Defunct American telecommunications corporation

NorVergence, incorporated as NorVergence, Inc., was a Newark, New Jersey corporation started by Thomas and Peter Salzano. Prior to filing for bankruptcy in July 2004, the company sold fraudulent telecommunications services, devices and related products to small businesses with little tech savvy.

In its three-year existence, NorVergence hired 1,800 sales and other employees and had revenues of $143 million.

The company cold-called companies, promising huge saving on their Internet and phone bills. The company's motto was "Drastically Reducing Telecommunications Costs". The company marketed a "Merged Access Transport Intelligent Exchange" (MATRIX) that it claimed would provide unlimited broadband Internet access, landline and cell phone services without per-minute charges. They claimed the MATRIX had "algorithms create the most efficient use of T-1 loops ever". However, the box was a full functional ATM and VoATM, connected to an ATM T1 normally. It has been accused of being nothing more than a firewall and router that could not provide Internet access or save on phone costs. But the box was designed by a genius scientist who put the same functionality that Carrier had with Large ATM devices into a device that could fit on most shelves of a telecom closet For the fraudulent device, the firm charged a flat fee and arranged financing for the rental of the MATRIX device for a period of usually five years.

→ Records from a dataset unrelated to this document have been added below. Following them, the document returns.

PR #400, opened 2016-11-21
fix: Hide keyboard on opening Navigation Drawer or clicking Search button

tarun0:
Please make sure these boxes are checked before submitting your pull request - thanks!

- [x] Apply the `MifosStyle.xml` style template to your code in Android Studio.

- [x] Run the unit tests with `./gradlew check` to make sure you didn't break anything

- [x] If you have multiple commits please combine them into one commit by squashing them.

PR #2364, opened 2025-04-22
refactor(core:data): Migrate to KMP

biplab1:
Fixes - [Jira-#400](https://mifosforge.jira.com/browse/MIFOSAC-400)

I would like to thank @itsPronay for the fruitful discussions and his invaluable help in completing this PR.


core/data/src/commonMain/kotlin/com/mifos/core/data/di/RepositoryModule.kt
```diff
@@ -130,13 +130,12 @@ import com.mifos.core.data.repositoryImp.SyncGroupsDialogRepositoryImp
...
 import com.mifos.core.data.repositoryImp.SyncSavingsAccountTransactionRepositoryImp
 import kotlinx.coroutines.CoroutineDispatcher
-import kotlinx.coroutines.Dispatchers
 import org.koin.core.module.dsl.singleOf
 import org.koin.dsl.bind
 import org.koin.dsl.module
 
 val RepositoryModule = module {
-    single<CoroutineDispatcher> { Dispatchers.IO }
+    single<CoroutineDispatcher> { get() }
```
HekmatullahAmin: This will fail at runtime. previously we had discussion i said just look in the Dispatchers module. I had a look we have named CoroutineDispatcher.
This `single<CoroutineDispatcher> { get() }` would work if we had `CoroutineDispatcher` without a name qualifier.

try this:
```
single<CoroutineDispatcher> { get(named(MifosDispatchers.IO.name)) }
```

core/data/src/androidMain/kotlin/com/mifos/core/data/di/AndroidPlatformModule.kt
```diff
@@ -0,0 +1,36 @@
...
+
+    single {
+        AndroidPlatformDependentDataModule(
+            context = androidContext(),
+            dispatcher = get(named(MifosDispatchers.IO.name)),
+        )
+    }
+}
+
+actual val platformModule: Module = AndroidDataModule
```
HekmatullahAmin: Right now we have only one service which is `NetworkMonitor` we can directly bind it, no need to create PlatformDependentDataModule.

- in android we can do sth like below:
```
actual val DataModule: Module = module {
    single<NetworkMonitor> {
        ConnectivityManagerNetworkMonitor(
            context = androidContext(),
            dispatcher = get(named(MifosDispatchers.IO.name)),
        )
    }
}
```
- in other module for example js:
```
class JsNetworkMonitor : NetworkMonitor {
    override val isOnline: Flow<Boolean> = flowOf(true)
}

actual val DataModule: Module = module {
    single<NetworkMonitor> { JsNetworkMonitor() }
}
```

core/network/src/commonMain/kotlin/com/mifos/core/network/services/ClientService.kt
```diff
@@ -61,13 +62,13 @@ interface ClientService {
     ): Flow<Page<ClientEntity>>
 
     @GET(APIEndPoint.CLIENTS + "/{clientId}")
-    suspend fun getClient(@Path("clientId") clientId: Int): ClientEntity
+    fun getClient(@Path("clientId") clientId: Int): Flow<ClientEntity>
```
HekmatullahAmin: .

core/network/src/commonMain/kotlin/com/mifos/core/network/datamanager/DataManagerClient.kt
```diff
@@ -109,7 +110,7 @@ class DataManagerClient(
      * @param clientId for Query in database or REST API request.
      * @return The Client Details
      */
-    suspend fun getClient(clientId: Int): ClientEntity {
+    fun getClient(clientId: Int): Flow<ClientEntity> {
```
HekmatullahAmin: .

core/data/src/commonMain/kotlin/com/mifos/core/data/repository/ClientDetailsRepository.kt
```diff
@@ -9,20 +9,22 @@
...
  */
 interface ClientDetailsRepository {
 
-    suspend fun uploadClientImage(id: Int, file: PartData?)
+    suspend fun uploadClientImage(id: Int, file: PartData)
 
     suspend fun deleteClientImage(clientId: Int)
 
-    suspend fun getClientAccounts(clientId: Int): ClientAccounts
+    fun getClientAccounts(clientId: Int): Flow<DataState<ClientAccounts>>
```
HekmatullahAmin: .

core/data/src/commonMain/kotlin/com/mifos/core/data/repositoryImp/ClientDetailsRepositoryImp.kt
```diff
@@ -9,32 +9,42 @@
...
 
-    override suspend fun getClientAccounts(clientId: Int): ClientAccounts {
+    override fun getClientAccounts(clientId: Int): Flow<DataState<ClientAccounts>> {
         return dataManagerClient.getClientAccounts(clientId)
+            .asDataStateFlow()
+            .flowOn(ioDispatcher)
     }
 
-    override suspend fun getClient(clientId: Int): ClientEntity {
+    override fun getClient(clientId: Int): Flow<DataState<ClientEntity>> {
```
HekmatullahAmin: .

HekmatullahAmin:
@biplab1 I see some places you changed suspend to flow which is correct but some places you should keep it suspend.
- if it is one-shot api call like `getClient()` keep it suspend
- if it is observable and list then change the return type to flow
- I just point one example go again and see the same case and change it.

**Problem in Current Code**

Currently, methods like repository.getClient(...)  returning Flow<DataState<T>>, but in GetClientDetailsUseCase, we're treating it as if they were suspend functions:

```
val clientDeferred = async { repository.getClient(clientId) }
```
This leads to a mismatch. Flow emits over time, and you can't await() a Flow directly. While we could use .first() or .collect(), that adds unnecessary overhead when the API call is just a one-shot operation.


Change it like this:
```
@GET("clients/{clientId}")
suspend fun getClient(@Path("clientId") clientId: Int): ClientEntity
```

DataManagerClient:
```
suspend fun getClient(clientId: Int): ClientEntity
```
Repository:
```
suspend fun getClient(clientId: Int): DataState<ClientEntity>
```
RepositoryImpl:
```
override suspend fun getClient(clientId: Int): DataState<ClientEntity> {
    return try {
        DataState.Success(dataManagerClient.getClient(clientId))
    } catch (e: Exception) {
        DataState.Error(e)
    }
}
```
- and I think you are also working on domain once this PR is merged then change usecase accordingly.

biplab1:
@HekmatullahAmin Thanks for your detailed review! I will look into all your suggestions and implement things accordingly.

core/data/src/commonMain/kotlin/com/mifos/core/data/di/RepositoryModule.kt
biplab1: I have implemented your suggestion. Thanks

core/data/src/androidMain/kotlin/com/mifos/core/data/di/AndroidPlatformModule.kt
biplab1: I have implemented your suggestion. Thanks

biplab1:
@niyajali This PR is ready to be merged. Please review and let me know if anything else is required to be done.

biplab1:
@HekmatullahAmin I have addressed all the issues mentioned by you. Please review and let me know if anything else needs to be done.

core/data/src/androidMain/kotlin/com/mifos/core/data/di/AndroidPlatformModule.kt
```diff
@@ -0,0 +1,25 @@
...
+package com.mifos.core.data.di
+
+import com.mifos.core.common.network.MifosDispatchers
+import com.mifos.core.data.util.ConnectivityManagerNetworkMonitor
+import com.mifos.core.data.util.NetworkMonitor
+import org.koin.android.ext.koin.androidContext
+import org.koin.core.qualifier.named
+import org.koin.dsl.module
+
+val AndroidDataModule = module {
```
HekmatullahAmin: @biplab1 Brother there is no need to create another variable you can just assing it directly. I think previously i provided to you.
name it DataModule cause i think it is how for other modules the used for naming convention and then directly assign it to module {}

core/network/src/commonMain/kotlin/com/mifos/core/network/services/CollectionSheetService.kt
```diff
@@ -91,7 +91,7 @@ interface CollectionSheetService {
     ): GenericResponse
 
     @GET(APIEndPoint.CENTERS + "/{centerId}?associations=groupMembers,collectionMeetingCalendar")
-    suspend fun fetchGroupsAssociatedWithCenter(
+    fun fetchGroupsAssociatedWithCenter(
         @Path("centerId") centerId: Int,
-    ): CenterWithAssociations
+    ): Flow<CenterWithAssociations>
```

Once NorVergence had moved into as many regional markets as possible and pitched every business in the area, NorVergence sold the leasing agreements to banks, and the banks would be left with the leasing agreements with the expectation that customers would continue to pay for the hardware leases for five years. The Five year payment price was on average 30% lower than the company's bills before the MATRIX installation.

After the company entered into bankruptcy, companies that had signed up for the service still had the leasing bank attempt to collect on the finance bills. Rental agreements stipulated that the finance companies could insist on full payment from customers even if NorVergence failed to provide the services promised. Over time, courts have invalidated some of the leases or banks have settled the cases.

Lawsuits against the company have been filed in numerous states, by both former employees and customers. The lawsuits allege that Norvergence was a Ponzi scheme or pyramid scheme, or that the technology did not work.

Calcasieu Parish, Louisiana District Attorney John DeRosier said, "The 11,000 plus victims around the country and the total amount of money that they have lost through this scheme is in excess of $300 million and nobody was doing anything about it. Now, they come to Calcasieu Parish and that's where we draw the line. We're not afraid to go after a complicated case. I think that it is a legitimate case of fraud."

On December 8, 2004, Pennsylvania Attorney General Gerald J. Pappert filed against Peter J. Salzano, seeking civil penalties in the amount of $1,000 for each and every violation of the consumer protection law, increased to $3,000 for each violation where the victim was age 60 or older.

Peter J. Salzano filed bankruptcy on January 1, 2005.

On September 11, 2006, the Federal Trade Commission filed charges against the Salzanos and won a stipulation judgment on October 17, 2007. The FTC won a default judgment of $181.7 million from NorVergence and a stipulated judgment keeping the Salzanos out of related businesses and any assets up to $50 million owed to NorVergence's lessees. The judgment also seeks money from Salzano's wife and son for NorVergence money allegedly used to pay personal bills.

Thomas Salzano was indicted in January 2008 on multiple charges of money laundering, conspiracy and theft. After a night in jail, he pleaded not guilty, surrendered his passport and posted a $75,000 bond. A hearing was scheduled for October 16, 2008.

Qwest and Sprint Nextel say the company owes them over $30 million. Tom Salzano's prior startup, Minimum Rate Pricing, also went bankrupt, owing WorldCom and Access Capital $67 million.